Integration by substitution is a powerful technique used to simplify integrals. It involves substituting a part of the integral with a new variable, making the integral easier to evaluate. In this exercise, we used the substitution \(u = a - x\).

Here's why this substitution works beautifully:

• First, by substituting \(u = a - x\), we transform the variable of integration.
• This changes the differential from \(dx\) to \(-du\), and also flips the integration limits from \(0\) to \(a\), and \(a\) to \(0\).

Reversing limits of integration switches the sign of the integral, which is a crucial step in simplifying the expression.

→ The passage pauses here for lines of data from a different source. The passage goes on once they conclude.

PR #1087, opened 2019-02-19
pharos tf apply/destroy

jakolehm:
Automates `terraform apply` + `terraform output -json` + `pharos up`. Also adds logic to handle Terraform workspaces.

## Cluster provisioning:
```yaml
$ pharos tf apply --workspace production-eu-west-1
```

## Cluster destroy:
```
$ pharos tf destroy --workspace production-eu-west-1
```


lib/pharos/phase_manager.rb
```diff
@@ -11,7 +11,8 @@ class PhaseManager
       Excon::Error,
       K8s::Error,
       Pharos::SSH::RemoteCommand::ExecError,
-      Errno::ECONNRESET
+      Errno::ECONNRESET,
+      Errno::ECONNREFUSED
```
jakolehm: We need to retry these because hosts might be still booting when we execute `up`.

lib/pharos/terraform/base_command.rb
```diff
@@ -0,0 +1,33 @@
...
+require 'open3'
+
+module Pharos::Terraform
+  class BaseCommand < Pharos::Command
+    options :yes?
+
+    option "--workspace", "NAME", "terraform workspace", default: "default"
+
+    def tf_workspace
+      unless run_cmd("terraform workspace select #{workspace} 2> /dev/null").zero?
```
jakolehm: Workspaces make multi-cluster setups easier to handle (same config for all clusters).

lib/pharos/terraform/apply_command.rb
```diff
@@ -0,0 +1,39 @@
...
+      cmd << "-auto-approve" if yes?
+      cmd = cmd + var_list.map { |var| "-var #{var}" } if var_list
+
+      run_cmd! cmd.join(' ')
+    end
+
+    def pharos_up
+      run_cmd "terraform output -json > .#{workspace}.json"
+      cmd = ['--tf-json', ".#{workspace}.json", '-c', config_yaml.filename]
+      cmd << '-y' if yes?
```
kke: `--force` should probably be "proxied" too

jakolehm:
@kke @jnummelin PTAL

lib/pharos/command_options/tf_json.rb
```diff
@@ -0,0 +1,46 @@
...
+        # @param config [Hash]
+        # @return [Hash]
+        def load_terraform(file, config)
+          puts(pastel.green("==> Importing configuration from Terraform ...")) if $stdout.tty?
+
+          tf_parser = Pharos::Terraform::JsonParser.new(File.read(file))
+          config['hosts'] ||= []
+          config['api'] ||= {}
+          config['addons'] ||= {}
+          config['hosts'] += tf_parser.hosts
```
kke:
```suggestion
          config['hosts'].concat(tf_parser.hosts)
```
would avoid intermediate array

lib/pharos/command_options/tf_json.rb
```diff
@@ -0,0 +1,46 @@
...
+          config['api'].merge!(tf_parser.api) if tf_parser.api
+          config['addons'].each do |name, conf|
```
kke: This won't add any terraform addon configs from scratch, only if the cluster.yml has a stub for it? Also, if the addon-config has any hashes or arrays, the merge will overwrite them.

lib/pharos/terraform/apply_command.rb
```diff
@@ -0,0 +1,43 @@
...
+        cmd << "-var-file #{var_file}" if var_file
+        cmd += var_list.map { |var| "-var #{var}" } if var_list
+
+        run_cmd! cmd.join(' ')
+      end
+
+      def pharos_up
+        run_cmd "terraform output -json > .#{workspace}.json"
+        cmd = ['--tf-json', ".#{workspace}.json", '-c', config_yaml.filename]
+        cmd << '-y' if yes?
```
kke: `yes?` needs the `:yes?` option

lib/pharos/terraform/apply_command.rb
```diff
@@ -0,0 +1,43 @@
+# frozen_string_literal: true
+
+require_relative 'base_command'
+
+module Pharos
+  module Terraform
+    class ApplyCommand < BaseCommand
+      options :load_config
```
kke:
```suggestion
      options :load_config, :yes?
```

lib/pharos/terraform/base_command.rb
```diff
@@ -0,0 +1,36 @@
...
+      def run_cmd!(cmd)
+        code = run_cmd(cmd)
+        signal_error "#{cmd} failed" unless code.zero?
+      end
+
+      # @param cmd [String]
+      # @return [Integer]
+      def run_cmd(cmd)
+        system(cmd)
+        $CHILD_STATUS.exitstatus
```
kke: if just checking for `zero?`, the `system `return is `true` when exit status is zero.

lib/pharos/terraform/apply_command.rb
jakolehm: No it does not, it's already enabled in `BaseCommand`.

kke: Ah, confused `BaseCommand` with `RootCommand`

lib/pharos/terraform/base_command.rb
jakolehm: Refactored to use only boolean status.

lib/pharos/command_options/tf_json.rb
jakolehm: Not part of this PR, I only refactored existing code to `TfJson` module. Feel free to open an issue if you see problems here.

Through the substitution, the problem often reveals symmetries or identical terms that can be combined or made simpler, as it did in this particular example.

A continuous function is one that has no breaks, jumps, or gaps in its domain where it is defined. In calculus, dealing with continuous functions is very important because it allows us to apply various integration techniques, such as the substitution method seen in this exercise.

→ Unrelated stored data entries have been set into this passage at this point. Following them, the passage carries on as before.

PR #1071, opened 2019-02-12
Add hosts.ssh_port option

kke:
Fixes #1062 
Fixes #1072

(and will need to be reimplemented in #1044)

Adds `ssh_port` option to host options:

```yaml
hosts:
  - address: 10.0.0.1
    ssh_port: 2022
```

And bastion options:

```yaml
hosts:
  - address: 10.0.0.1
    ssh_port: 22
    bastion:
      address: 10.0.0.2
      ssh_port: 20202
```

Refactored the `Net::SSH::Gateway` from `SSH::Client` to `Configuration::Bastion` because `bastion.host.ssh.gateway` opens an extra SSH connection due to `.tap(&:connect)`.

TODO: docs pr

PR #1090, opened 2019-02-19
Add host.ssh_port option and refactor gateway initialization

### LINKED ISSUE #1062: Allow to configure port for SSH access
Allow to configure SSH port for hosts

**Why is this needed**:
It's possible that nodes are behind the same public ip, but they are listening to different ssh port

**Example cluster.yml**:
```yaml
hosts:
  - address: 10.2.2.1
     port: 2022
  - address: 10.2.2.1
     port: 2023
  ...
```

### LINKED ISSUE #1072: Bastion opens an extra ssh connection
When using a bastion host, unused extra ssh connections will be opened when creating a kube client. This is because:

```ruby
bastion.host.ssh.gateway
#         ^--- duplicate host
#             ^--- calls Pharos::SSH::Client.new.tap(&:connect)
#                  ^--- calls Net::SSH.start
```

The extra connection does nothing, but I assume a passphrase/password for it will be prompted separately (twice?).

### LINKED ISSUE #1088: K8s api connection should always be tunneled via ssh

`pharos up` should always use ssh tunnel for k8s api access.

**Why is this needed**:

It would help cases where api port is blocked or where complex *_PROXY envs are used (for example #1075).

kke:
Fixes #1062
Fixes #1072
Fixes #1088 

Replaces #1071 

Adds `ssh_port` option to host options:

```yaml
hosts:
  - address: 10.0.0.1
    ssh_port: 2022
```

And bastion options:

```yaml
hosts:
  - address: 10.0.0.1
    ssh_port: 22
    bastion:
      address: 10.0.0.2
      ssh_port: 20202
```

Refactored the `Net::SSH::Gateway` from `SSH::Client#gateway` to `Transport::Gateway` for better control (should benefit the disconnecting in #1003) and because `bastion.host.ssh.gateway` opened extra SSH connections.

Also adds the missing `ssh_proxy_command` attribute to bastion.

All k8s-client traffic is now tunneled through ssh.

`ConfigureClient` phase is replaced with `WarmUpClientCache` phase.


lib/pharos/configuration/bastion.rb
```diff
@@ -1,14 +1,31 @@
 # frozen_string_literal: true
 
+require 'net/ssh/gateway'
+require 'net/ssh/proxy/jump'
```
kke: Maybe we don't need this jumping thing.

lib/pharos/configuration/host.rb
```diff
@@ -77,6 +78,15 @@ def short_hostname
         hostname.split('.').first
       end
 
+      def ssh_options
+        {}.tap do |opts|
+          opts[:keys] = [ssh_key_path] if ssh_key_path
+          opts[:send_env] = [] # override default to not send LC_* envs
+          opts[:proxycommand] = ssh_proxy_command if ssh_proxy_command
```
kke: This should do the same as `opts[:proxy] = Net::SSH::ProxyCommand.new(...)`: https://github.com/net-ssh/net-ssh/blob/master/lib/net/ssh/config.rb#L251

lib/pharos/transport.rb
```diff
@@ -1,20 +1,12 @@
 # frozen_string_literal: true
 
-require 'net/ssh'
-require 'net/ssh/proxy/jump'
```
kke: I don't think the `Net::SSH::Proxy::Jump` was actually used

kke:
PTAL

kke:
This probably still needs some way to track clients that are using the gateway, otherwise it will shutdown a gateway that is still used by some other client.

#1088 will likely need something from this.

kke:
Files changed: 28. Seems like this grew out of proportion.

lib/pharos/config_schema.rb
```diff
@@ -78,15 +78,18 @@ def self.messages
                   required(:effect).filled(included_in?: ['NoSchedule', 'NoExecute'])
                 end
               end
-              optional(:user).filled
-              optional(:ssh_key_path).filled
-              optional(:ssh_proxy_command).filled
+              optional(:user).filled(:str?)
+              optional(:ssh_key_path).filled(:str?)
+              optional(:ssh_proxy_command).filled(:str?)
+              optional(:ssh_port).filled(:int?, gt?: 0, lt?: 65_536)
```
kke: Rubocop wants `65536` as `65_536`

lib/pharos/transport/command/ssh.rb
```diff
@@ -12,13 +12,13 @@ def hostname
 
         # @return [Pharos::Transport::CommandResult]
         def run
-          raise Pharos::ExecError, "Connection not established" unless @client.connected?
+          raise Pharos::ExecError.new(@source || cmd, -127, "Connection not established") unless @client.connected?
```
kke: This and the identical one below have been broken forever, but the only way to reach it is via console or if writing a new command that does not `GatherFacts` before operations.

lib/pharos/transport/ssh.rb
```diff
@@ -14,61 +13,44 @@ class SSH < Base
...
+        super(host)
+        @gateway = gateway
+        @port = port || host.ssh_port
       end
 
-      # @return [Hash,NilClass]
-      def bastion
-        @bastion ||= @opts.delete(:bastion)
+      def to_s
+        "SSH #{host.user}@#{host.address}:#{host.ssh_port}#{' using proxy command' if host.ssh_proxy_command}#{" via #{@gateway}->127.0.0.1:#{@port} " if @gateway}"
```
kke: image

kke:
E2e now uses bastion and proxy command

jakolehm:
Conflict..

kke:
Unconflict..

lib/pharos/addon.rb
```diff
@@ -269,6 +267,10 @@ def kube_stack(**vars)
       )
     end
 
+    def kube_client
```
jakolehm: Yardoc

lib/pharos/configuration/host.rb
```diff
@@ -18,23 +19,85 @@ class Host < Pharos::Configuration::Struct
...
 
+      # @return [String,nil]
       def short_hostname
         return nil unless hostname
 
         hostname.split('.').first
       end
 
+      # @return [Hash]
+      def ssh_options
```
jakolehm: IMO this should be under `Transport` (for example `Transport::SshHelpers` module)

lib/pharos/configuration/host.rb
```diff
@@ -18,23 +19,85 @@ class Host < Pharos::Configuration::Struct
...
+        {}.tap do |opts|
+          opts[:keys] = [ssh_key_path] if ssh_key_path
+          opts[:send_env] = [] # override default to not send LC_* envs
+          opts[:proxy] = Net::SSH::Proxy::Command.new(ssh_proxy_command) if ssh_proxy_command && !bastion
+          opts[:port] = ssh_port
+        end
+      end
+
+      # @return [Pharos::Transport::Gateway]
+      def gateway
```
jakolehm: Not completely happy about the idea that `Host` is becoming a "god" object that knows everything. For example `gateway` requires `host` and `Host` requires `Gateway` because of `kube_client` 🤔 /cc @jnummelin

jakolehm: Probably all ssh specific stuff should be under Transport (somehow).

jnummelin: Yes, I agree. Now `Host`, `Bastion`, `Gateway` all entangle pretty badly and really hard to follow which is used where.

kke: I moved stuff around.

Now there's `Pharos::Kube::Client` that understands `Configuration::Host`, so that host can just do `@kube_client ||= Pharos::Kube::Client.new(self)`.

The host ssh options are generated in `Pharos::Transport::SSH.options_for(host)`.

The `Host` now has:
- `def gateway`
- `def transport`
- `def kube_client`
- `def disconnect`

kke: Alternative to having these memoized in Host I guess would be to go back to 
`Pharos::SshManager.clients[host.address]` / `Pharos::GatewayManager.gateways[host.address]` type of connection collections or maybe have some sort of `Pharos::Transport` delegator/decorator and just have `host.transport` and all those `kube_client / exec / file / gateway`  stuff would be contained there.

jnummelin: IMO the latter sounds pretty good

jakolehm: I still think that `gateway` should be masked behind `transport`. Transport already gets host (like Gateway) as a parameter.

jakolehm: @kke @jnummelin are you fine with `gateway` being here?

kke: I'm now WIPping with https://github.com/kontena/net-ssh-proxy-gateway

kke:
#1191 fixes #1062
#1072 and #1088 can be fixed more simply separately now with #1185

Continuous functions have some helpful properties:

• They are predictable and smooth over their entire domain.
• You can compute definite integrals directly using lower and upper limits without worrying about points of discontinuity.

In the exercise, the continuity of the function \(f(x)\) ensures that our substitution and the subsequent integrals are both valid and straightforward. Because \(f(x)\) does not have any discontinuities, the calculations proceed smoothly, and the integrity of our solution is maintained.

A definite integral refers to the evaluation of an integral with specific upper and lower limits, often representing the area under a curve between two points. In this exercise, the integral \(\int_{0}^{a} \frac{f(x) \, dx}{f(x) + f(a-x)}\) is a definite integral.

Here's what makes definite integrals special:

• They provide a numerical value, as opposed to indefinite integrals that result in a general form plus a constant.
• The evaluation is bounded by the upper and lower limits, which in our example are \(0\) and \(a\).

The application of definite integrals in our solution is essential, as adding the two modified integrals and simplifying back to a constant \(a\) demonstrates their utility in evaluating a problem to a precise answer, \(I = \frac{a}{2}\).

Integral calculus focuses on the concepts of integrals and their application, which involve finding areas under curves and solving differential equations among many other things. It is one of the two main branches of calculus, the other being differential calculus.

The importance of integral calculus includes:

• Its ability to evaluate quantities such as area, volume, and the accumulated quantity from a rate of change.
• Providing solutions to problems involving the inverse process of differentiation, allowing us to recover original functions from their derivatives.

In this exercise, integral calculus was used to solve an integral involving a continuous function \(f(x)\) and demonstrate how transformations and symmetries can simplify the computation. This highlights the ultimate goal of integral calculus: to provide tools and methods to solve for unknown quantities efficiently, revealing deeper mathematical principles such as how \(I\) reduced to \(\frac{a}{2}\).